SALT LAKE COUNTY – Were police officers seizing the wrong kind of drug needles?  Supporters of the anti-opioid medication Naloxone say kits were being taken away from people who needed them, but, steps to fix this problem appear to be working.

It wasn’t just police officer who were taking kits.  Utah Naloxone Medical Director Jennifer Plumb says, “It did happen in a couple of law enforcement settings, but, it also happened in a couple of housing settings and it happened in recovery settings.”  She adds that the problem was getting especially bad leading up to the end of Autumn.  She says, in October, “I heard of about five people that called me in the span of 48 hours, saying it happened to them.”

What was behind this?  Plumb has a theory.  She says, “Maybe people were erring on the side of being overly cautious or overly conservative.  They saw a needle and [thought], ‘Nope, that’s paraphernalia.”

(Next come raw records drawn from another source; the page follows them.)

PR #751, opened 2026-06-09
feat: supervisor standby pool mechanism — backend-agnostic trait seam + libkrun impl (Plan 118 WS-1 1b-i)

auser:
## Summary

Plan 118 WS-1 **Layer 1b-i** — turns the 1a prelaunched-supervisor *primitive* (#748)
into an actual warm-pool **mechanism**, behind a **backend-agnostic `VmBackend` trait
seam** so Firecracker / Vz / cloud-hypervisor implement the same methods later, not
one-offs. **Stacked on #748** (base `feat/plan-118-ws1-layer1a`).

Plan: `specs/plans/176-supervisor-standby-pool-ws1-1b.md` (numbered 176 only for the
unique-prefix gate; it *is* Plan 118 WS-1 1b).

### The trait seam (parallel to the existing snapshot axis)

`mvm-core` gains, on `VmBackend`, opt-in + fail-closed (mirroring `snapshot_capability`/
`warm_start`):

```rust
fn supports_standby_pool(&self) -> bool { false }
fn spawn_standby(&self, spec: &StandbySpec)  -> Result<StandbyHandle, StandbyError>;  // default: Unsupported
fn claim_standby(&self, h: &StandbyHandle, claim: &StandbyClaim) -> Result<VmId, StandbyError>;
```

Backend-agnostic `Standby{Spec,Handle,Claim,Compat,State,Error}` types + `warm_pool_size`
(default 0 = feature off) live next to `VmStartConfig`. The pool is a *different axis*
from snapshot (snapshot = restore a booted VM; standby = pre-pay spawn/codesign/setup
latency), so it's a separate seam — they compose.

### What's in this slice

- **mvm-core:** the trait methods + `Standby*` types + `warm_pool_size`; `mvm_pool_dir()`
  / `pool_standby_dir()` config helpers.
- **mvm-backend:** the backend-agnostic `SupervisorStandbyPool` registry (`~/.mvm/pool/`
  state-dir; record / select-compatible / mark-claimed / remove, with pid liveness) +
  the libkrun `spawn_standby`/`claim_standby` impls (translate to the 1a
  `SupervisorBaseConfig`/`SupervisorAttachConfig`; factor a shared `krun_context_base` so
  the cold + warm paths can't drift).
- **mvm-cli:** the launch glue — kernel-sha256 base-compat key, per-spawn binding nonce,
  `StandbySpec` builder, `claim_or_cold` (fail-**open** to cold boot), `warm_to_target`.
- **libkrun-live test:** `spawn_standby` drives the real supervisor bin to bind its
  control UDS and block before boot — passes on the dev host.

### Two correctness refinements made during execution

1. **Base-compat = kernel sha256 + vcpus + mem** (`StandbyCompat`). libkrun fixes
   resources at spawn (`set_vm_config` runs from the base KrunContext, before attach), so
   a claim must match them or it'd silently misconfigure the VM. "No extra volumes" is the
   launch-path half (1a's attach only threads the rootfs).
2. **Sync framing relocated to `libkrun_sys::framing`.** `mvm-backend` can't depend on
   `mvm-hostd` (cycle), so the sync length-prefixed framing the control channel uses moved
   next to the `Supervisor*Config` wire types it frames — single source, reachable by both
   the `claim_standby` writer and the supervisor-bin reader. `mvm-hostd` keeps its async
   variants.

### Fail-open posture

The pool never breaks a launch: no compatible standby → cold boot; a claim error → log +
cold boot + remove the spent standby (never left idle).

## Re-scope note

`up.rs` has **five** `backend.start` sites across direct-boot/re-exec/wait paths. Wiring
auto-claim into that admission-heavy path — plus the `mvmctl pool` command — both need the
same default-kernel + hypervisor resolution and deserve isolated review, so they move to
**1b-ii** (along with replenish-on-use, the reaper + `cache prune`, and the bench delta).
This slice ships the mechanism + tested orchestration helpers; the helper module is
`#[allow(dead_code)]` until 1b-ii wires it. Recorded in the plan doc.

## Test Plan

- [x] `cargo fmt --all -- --check`
- [x] `cargo clippy --workspace --all-targets -- -D warnings`
- [x] `cargo nextest run --workspace -E 'not package(mvm-backend)'` — 4855 passed
- [x] `cargo test -p mvm-backend standby` (lib tests; mvm-backend test bin SIGKILLs under
      nextest --list on macOS) — 8 passed
- [x] `cargo test --workspace --doc`
- [x] feature-gated supervisor bin builds; `libkrun-live` spawn-binds-socket test passes
- [ ] Manual: the `#[ignore]`'d full spawn→claim→boot→agent harness on a libkrun host

## Out of scope (1b-ii)

`mvmctl pool warm/status`; `--warm-pool-size` + claim-on-launch + replenish wired into
`up`/`run`; reaper TTL + `cache prune`; `doctor` standby column; bench state-dir fix +
cold-vs-warm delta. **Deferred further:** multi-kernel pool keying; honouring an explicit
`--name`/extra volumes for warm launches (→ SPRINT.md in 1b-ii).

### DIFF
--- a/crates/deps/libkrun-sys/src/framing.rs
+++ b/crates/deps/libkrun-sys/src/framing.rs
@@ -1,0 +1,143 @@
+//! Sync length-prefixed JSON framing for the same-uid supervisor control channels.
+//!
+//! Wire format: a 4-byte big-endian length prefix followed by the JSON body. The cap is
+//! enforced on read **before** allocating the body buffer (a hostile `length_prefix =
+//! u32::MAX` must not OOM the reader).
+//!
+//! Lives here — next to the `SupervisorBaseConfig`/`SupervisorAttachConfig` wire types it
+//! frames — because both ends need it without a dependency cycle: the **writer** is
+//! `mvm-backend`'s libkrun `claim_standby` (Plan 118 WS-1 1b) and the **reader** is the
+//! `mvm-libkrun-supervisor` bin's prelaunch attach path (Plan 118 WS-1 1a). `mvm-backend`
+//! cannot depend on `mvm-hostd` (that crate depends on `mvm-backend`), so this can't live
+//! in `mvm_hostd::framing` (which keeps the *async* tokio variants for its own channels).
+//!
+//! This is the no-auth transport — correct for the same-uid control UDS. The trust
+//! boundary is the supervisor's independent plan re-verify on the attach (1a), not this
+//! frame.
+
+use std::io::{Read, Write};
+
+/// Width of the big-endian length prefix.
+pub const FRAME_LEN_BYTES: usize = 4;
+
+/// Errors from the sync framing layer. Hand-rolled (no `thiserror`) to keep this leaf
+/// crate's dependency surface minimal.
+#[derive(Debug)]
+pub enum FrameError {
+    /// Underlying stream read/write failed.
+    Io(std::io::Error),
+    /// Body failed to (de)serialize.
+    Json(serde_json::Error),
+    /// The length prefix exceeded the caller's cap — rejected before allocating.
+    TooLarge { size: usize, cap: usize },
+    /// Body length did not fit the u32 length prefix.
+    LengthOverflow,
+}
+
+impl std::fmt::Display for FrameError {
+    fn fmt(&self, f: &mut std::fmt::Formatter<'_>) -> std::fmt::Result {
+        match self {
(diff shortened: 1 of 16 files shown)


auser:
Superseded by #757 — consolidated the 1a→1b-iii stack into one PR (main requires up-to-date branches, which made the 4-deep stacked merge impractical). Same code, rebased clean onto main.

PR #917, opened 2026-06-15
docs(rollup): Plan 197 2a default-path plan-persist gap closed (#909)

auser:
Keeps `specs/REFACTOR-STATUS.md` current after #909 landed (the code fix didn't touch the rollup).

#866 wired Phase 2a (macOS egress secret-substitution endpoint over vsock-5253) but it was **silently non-functional** on a plain `up`/`invoke --hypervisor vz`/`libkrun`: `VzBackend::start`/`LibkrunBackend::start` decode the secret bindings from `<state_dir>/plan.json`, but the CLI persisted that file pre-start only for firecracker. So the endpoint never spawned unless `MVM_GATEWAY_BRIDGE=1` happened to thread/persist the plan. #909 closed the gap with `persists_plan_before_start(hyp) = matches!(hyp,"firecracker"|"vz"|"libkrun")` on both the `up` and `invoke`/`run` launch arms (QEMU excluded — in-memory config).

This PR:
- Marks the **2a** checkbox done and records the #909 default-path fix.
- Updates the Plan 197 summary line accordingly.
- Notes the control plane is live-proven on vz (endpoint spawns; guest receives the placeholder only) and that the data-plane e2e remains gated on the separate Vz host→guest 5252 early-boot vsock race — not this code.

Docs-only.


auser:
Follow-on: #921 carries the **vz Phase 2a data-plane live proof** (httpbin reflects the real cred, guest holds only the `mvm-secret-…` placeholder = claim 13, non-allowed host refused = claim 12, repeated dials confirm the 5253 listener re-accepts) plus the matching REFACTOR-STATUS / SPRINT / blueprint updates. This PR had already merged, so the proof landed as a sibling rather than an addition here.

PR #957, opened 2026-06-16
feat(plan-193): WS-2.2a — lower egress policy into rvproxy's native [policy] config

auser:
## Plan 193 WS-2.2a — policy lowering (the config half)

WS-2 (port claim-10 egress enforcement off mvm's in-line splice onto rvproxy's native flow API) is now **unblocked**: rvproxy R2 shipped (flow-lifecycle events, flow-context + `FlowKill` + sticky teardown + the over-MTU/unserializable guard, and the rule-carrying redaction filter — all merged in `rvproxy`).

This is the first, parity-first slice. rvproxy runs as a supervised subprocess (`rvproxy run --config`), so the binding is **config**, not an in-process trait.

### What's here
`supervisor::network::rvproxy_policy::lower_policy` projects a resolved `CanonicalEgress` (+ DNS hostname allow-list) into rvproxy's `[policy]` table:
- `default_egress_deny` — claim-10's coarse deny-by-default gate
- `cidr_denylist` — the always-on mandatory-deny set (link-local + cloud metadata)
- `cidr_allowlist` — per-tenant L4 grants coarsened to their destination CIDRs

rvproxy's `[policy]` is **IP-level only**, so this is a **sound coarse pre-filter**: rvproxy denies everything outside the allowed CIDRs + mandatory-deny, and the splice's `L4PolicyScan` / `DnsSinkholeScan` / byte scans refine *within*. The composition never over-permits (rvproxy's allow is a superset; the splice still drops wrong-port/proto/host) and never under-blocks. `RvproxyPolicyGaps` enumerates what does **not** lower (port/proto-scoped rules, DNS hostnames, byte scans) so the splice is kept for it — **the coarsening is explicit, never silent**.

`RvproxyPolicy::permits_dest` mirrors rvproxy's `policy_destination_reason` precedence exactly, giving a **unit parity oracle** — the foundation for making the WS-1.5 gate binary-discriminating later.

### Tests (7)
Verdict-agreement with `CanonicalEgress::permits` across a probe battery (incl. mandatory-deny IPs); soundness (coarse filter never under-blocks a permitted destination); the gap enumeration; `[policy]` TOML field-name serialization. **RED-verified** by dropping the mandatory-deny denylist (metadata/link-local then leak). nightly fmt + `clippy -D warnings` + `check-no-spec-refs-in-comments` clean.

### Scope / what's next
Pure lowering — no launch-path change, no live boot, **deletes nothing** (parity-first per the WS-2 failing-test plan). Remaining sub-slices, tracked in Plan 193:
- **2b** — config emission + `rvproxy run --config` native launch behind a flag (overlaps WS-3)
- **2c** — subscribe to rvproxy's `FlowEvent` export → re-feed the chain-signed audit (needs the rvproxy JSONL/UDS `FlowEvent` export follow-up)
- **2d** — extend the WS-1.5 parity gate to the native path, then delete the splice + Plan-141 `on_packet` hooks once green

Two rvproxy-side follow-ups this surfaced: a JSONL/UDS **`FlowEvent` export** (rvproxy slice-2 deferral) and **port/proto + DNS-hostname policy config** (rvproxy slice-1 covers only `default_egress_deny` + CIDR allow/deny).

### DIFF
--- a/crates/mvm-hostd/src/supervisor/network/mod.rs
+++ b/crates/mvm-hostd/src/supervisor/network/mod.rs
@@ -34,6 +34,9 @@ pub mod flow_byte_log;
 pub mod latency;
 pub mod packet;
 pub mod pipeline;
+/// Lowering of a resolved egress policy into rvproxy's native `[policy]` config
+/// (claim-10 enforcement onto the rvproxy substrate).
+pub mod rvproxy_policy;
 /// Substitution/scan egress-proxy seams.
 pub mod stages;
 
--- a/crates/mvm-hostd/src/supervisor/network/rvproxy_policy.rs
+++ b/crates/mvm-hostd/src/supervisor/network/rvproxy_policy.rs
@@ -1,0 +1,306 @@
+//! Lower a resolved egress policy into rvproxy's native `[policy]` config table.
+//!
+//! The config half of moving claim-10 egress enforcement off mvm's in-line
+//! splice and onto rvproxy's native flow API. rvproxy runs as a supervised
+//! subprocess (`rvproxy run --config`), so the binding is *config*, not an
+//! in-process trait — mvm emits the `[policy]` table rvproxy enforces.
+//!
+//! ## What lowers, and what stays in the splice
+//!
+//! rvproxy's `[policy]` table is an **IP-level** allow/deny: `default_egress_deny`
+//! + `cidr_allowlist` + `cidr_denylist`. It expresses exactly:
+//!   - deny-by-default (claim-10's coarse gate),
+//!   - the always-on mandatory-deny set (link-local + cloud metadata) as a
+//!     denylist,
+//!   - per-tenant L4 grants *coarsened to their destination CIDRs*.
+//!
+//! It cannot express port/proto scoping, DNS hostname allow-lists, or the byte
+//! scans (placeholder-leak, undeclared redaction). So this lowering is a **sound
+//! coarse pre-filter**: rvproxy denies everything outside the allowed CIDRs and
+//! the mandatory-deny set, and the splice's `L4PolicyScan` / `DnsSinkholeScan` /
+//! byte scans refine *within* what rvproxy admits. The composition never
+//! over-permits (rvproxy's allow is a superset of the precise policy; the splice
+//! still drops wrong-port/proto/host) and never under-blocks (every destination
+//! some rule could permit is admitted at the IP layer).
+//!
+//! [`RvproxyPolicyGaps`] enumerates what did NOT lower so the caller keeps the
+//! splice for it — the coarsening is explicit, never silent.
+
+use mvm_core::network_policy::MANDATORY_DENY_RANGES;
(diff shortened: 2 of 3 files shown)


auser (commented):
**Review (WS-2.2a — policy lowering).** Solid and sound. The coarse-IP-pre-filter framing is the right shape, the gap enumeration makes the coarsening explicit, and the parity oracle holds up. I checked the soundness crux against rvproxy `main`:

- **`permits_dest` faithfully mirrors rvproxy's enforcement.** rvproxy's current `policy_destination_reason` (gateway `mod.rs`) has exactly the three-clause precedence `permits_dest` reproduces — including the `default_egress_deny && cidr_allowlist.is_empty()` deny-by-default clause. So the oracle isn't drifting from the binary. (And rvproxy's new L4-aware decision fn "reduces exactly to `policy_destination_reason` when `l4_allowlist` is empty" — which this PR leaves empty, so the IP-only oracle stays valid.)
- **Never-under-blocks holds by construction**, not just by the probe battery: `cidr_allowlist` = ∪ rule CIDRs, so any `(proto, ip, port)` a rule permits has `ip ∈ rule.net ⊆ allowlist`; and `egress.permits` excludes mandatory-deny IPs, which are exactly the denylist set — so no permitted destination is caught by the denylist. The composition is a clean AND (rvproxy coarse ∧ splice precise); over-permitting at the IP layer is safe *while the splice is retained*. ✅

Three forward-looking notes (none block 2a — it deletes nothing):

1. **The L4 config you flagged as a needed follow-up has landed** — rvproxy #115 added `l4_allowlist` (`{protocol, cidr, port_lo, port_hi}`). 2a stays IP-only (correct for a coarse pre-filter), but 2b can now lower into `l4_allowlist` to actually *close* the `l4_scoped_rules` gap rather than leaving it to the splice. (Same for the FlowEvent JSONL/UDS export — landed as rvproxy #113 — which 2c needs.)

2. **🔴 2d must gate splice-deletion on `RvproxyPolicyGaps` being closed.** The coarse filter is sound *only because the splice still refines within*. Once 2d deletes the splice, rvproxy-only over-permits — whole CIDR at all ports/protos, and no DNS-hostname enforcement at all. So 2d can only fire when `l4_scoped_rules` → `l4_allowlist`, `dns_hostnames` → a rvproxy DNS allow-list (**still missing** — only `allow_dns_*` booleans exist; tracked in rvproxy #118), and `byte_scans_in_splice` → the host-side terminator. `RvproxyPolicyGaps` is the perfect tripwire; recommend 2d hard-assert all gaps are closed/accounted before removing the splice.

3. **For 2c, wire the `secret-redaction-filter` / audit export with `include_payload_bytes: false`** (rvproxy #108 review finding) so the FlowEvent/decision stream can't carry cleartext.

Nits (non-blocking): `permits_dest` reparses the CIDR strings on each call — fine for a config/oracle path; a `proptest` over random IPs would harden the by-construction soundness argument beyond the fixed probe set.

Nice slice.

However, she says cases of kits being taken away have dropped dramatically since Attorney General Sean Reyes spoke to the Opioid Task Force.  Plumb says officers and recovery workers were given more instruction about the Naloxone kits, and what’s inside them.  Plumb says the needle in the kit is not the same kind an addict can use to inject heroin.  “It’s a much bigger needle, designed to not only go into a muscle, but to be able to go through clothing,” she says.

The medication has been credited for reversing over 1900 overdoses in Utah.